══ SUPPLIED RECORDS ══
PR #1339, opened 2020-07-02
[update] use explicit argument names

georgehristov:
Simple change name of arguments

### DIFF
--- a/demos/_includes/Persistence_Faker.php
+++ b/demos/_includes/Persistence_Faker.php
@@ -19,17 +19,17 @@ class Persistence_Faker extends \atk4\data\Persistence
         }
     }
 
-    public function prepareIterator($m)
+    public function prepareIterator($model)
     {
-        foreach ($this->export($m) as $row) {
+        foreach ($this->export($model) as $row) {
             yield $row;
         }
     }
 
-    public function export($m, $fields = [])
+    public function export($model, $fields = [])
     {
         if (!$fields) {
-            foreach ($m->getFields() as $name => $e) {
+            foreach ($model->getFields() as $name => $e) {
                 $fields[] = $name;
             }
         }
@@ -40,13 +40,13 @@ class Persistence_Faker extends \atk4\data\Persistence
             foreach ($fields as $field) {
                 $type = $field;
 
-                if ($field === $m->id_field) {
+                if ($field === $model->id_field) {
                     $row[$field] = $i + 1;
 
                     continue;
                 }
 
-                $actual = $m->getField($field)->actual;
+                $actual = $model->getField($field)->actual;
                 if ($actual) {
                     $type = $actual;
                 }
@@ -60,8 +60,8 @@ class Persistence_Faker extends \atk4\data\Persistence
             $data[] = $row;
         }
 
-        return array_map(function ($r) use ($m) {
-            return $this->typecastLoadRow($m, $r);
+        return array_map(function ($r) use ($model) {
+            return $this->typecastLoadRow($model, $r);
         }, $data);
     }
 }
--- a/demos/_includes/Persistence_Faker.php
+++ b/demos/_includes/Persistence_Faker.php
@@ -60,8 +60,8 @@ class Persistence_Faker extends \atk4\data\Persistence
             $data[] = $row;
         }
 
-        return array_map(function ($r) use ($model) {
-            return $this->typecastLoadRow($model, $r);
+        return array_map(function ($row) use ($model) {
+            return $this->typecastLoadRow($model, $row);
         }, $data);
     }
 }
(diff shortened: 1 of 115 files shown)


mvorisek:
There are still a lot of other similar names (search for `\$m(?!\w)`, even as function params).

I think `$m` is ok as long as it is not used for anything else. But if it will be normalized everywhere, I think `$model` can be ok, but I would still prefer `$m` in anonymous functions etc.

What is the rule?

georgehristov:
We all are setting the rules but using explicit names makes code clear to read for newcomers and also for cooperating or returning to your own code.
I prefer avoiding single letter vars unless `$k=>$v` in some small loop.

mvorisek:
> I prefer avoiding single letter vars unless `$k => $v` in some small loop.

I agree. I think we should follow about this, but then it needs to be really consistent, not 50 PRs to fix something that should be fixed in one.

The same for `$f` which is even more ambiguous as used for `Form` and `Field`, maybe even for some `Control` still...

So at least all these should be fixed in this PR.

georgehristov:
Okay, I will search for all and add in this PR

PhilippGrashoff:
nice PR you're working on. I agree on not liking the 1 letter var names. $model is so much more meaningful than $m, as is $field instead of $f.

src/View.php
```diff
@@ -215,11 +215,9 @@ public function __construct($label = null, $class = null)
      *
      * @return Model
      */
-    public function setModel(Model $m)
+    public function setModel(Model $model)
     {
-        $this->model = $m;
-
-        return $m;
+        return $this->model = $model;
```
mvorisek: I think 2 lines are much better to read - you assign and then you return.

demos/_includes/Persistence_Faker.php
```diff
@@ -60,8 +60,8 @@ public function export($m, $fields = [])
             $data[] = $row;
         }
 
-        return array_map(function ($r) use ($m) {
-            return $this->typecastLoadRow($m, $r);
+        return array_map(function ($r) use ($model) {
```
mvorisek: maybe `$row`

demos/_includes/SomeData.php
```diff
@@ -8,21 +8,21 @@ class SomeData extends \atk4\data\Model
 {
     public function __construct()
     {
-        $p = new Persistence_Faker();
+        $persistence = new Persistence_Faker();
```
mvorisek: `$fakerPersistence`

src/View.php
georgehristov: reverted

demos/interactive/wizard.php
```diff
@@ -27,38 +27,38 @@
...
 // and set a custom js action or even set a different link. You can use recall()
 // to access some values that were recorded on another steps.
-$t->addStep(['Select Model', 'description' => '"Country" or "Stat"', 'icon' => 'table'], function (Wizard $w) {
+$wizard->addStep(['Select Model', 'description' => '"Country" or "Stat"', 'icon' => 'table'], function (Wizard $w) {
     if (isset($_GET['name'])) {
         $w->memorize('model', $_GET['name']);
         $w->app->redirect($w->urlNext());
     }
 
     $c = \atk4\ui\Columns::addTo($w);
```
mvorisek: ideally fix all one char variables related with components like this

demos/interactive/wizard.php
```diff
@@ -27,38 +27,38 @@
...
 
-    $t = \atk4\ui\Grid::addTo($c->addColumn(), ['paginator' => false, 'menu' => false]);
+    $wizard = \atk4\ui\Grid::addTo($c->addColumn(), ['paginator' => false, 'menu' => false]);
```
mvorisek: hmm, it is Grid... Wizar is defined above (line 46) and not renamed

demos/interactive/wizard.php
georgehristov: fixed

demos/interactive/wizard.php
georgehristov: fixed

demos/_includes/Persistence_Faker.php
georgehristov: fixed

demos/_includes/SomeData.php
georgehristov: fixed

mvorisek:
Still more names to refactor, example:
image

mvorisek (approved):
LGTM, but more renames can be done to make this PR really complete one

mvorisek:
All snake_case variable names should be fixed to camelCase - regex `(?<! (public|protected|private) )\$\w+_\w+`

georgehristov:
We can work on it further but let's merge this now to avoid conflicts.

mvorisek:
already approved, but I think at least another similar usecases in demos should be fixed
═══
REQUIREMENT
Show the lines of the data that hold the word "letter".

YOUR SOLUTION
I prefer avoiding single letter vars unless `$k=>$v` in some small loop.
> I prefer avoiding single letter vars unless `$k => $v` in some small loop.
nice PR you're working on. I agree on not liking the 1 letter var names. $model is so much more meaningful than $m, as is $field instead of $f.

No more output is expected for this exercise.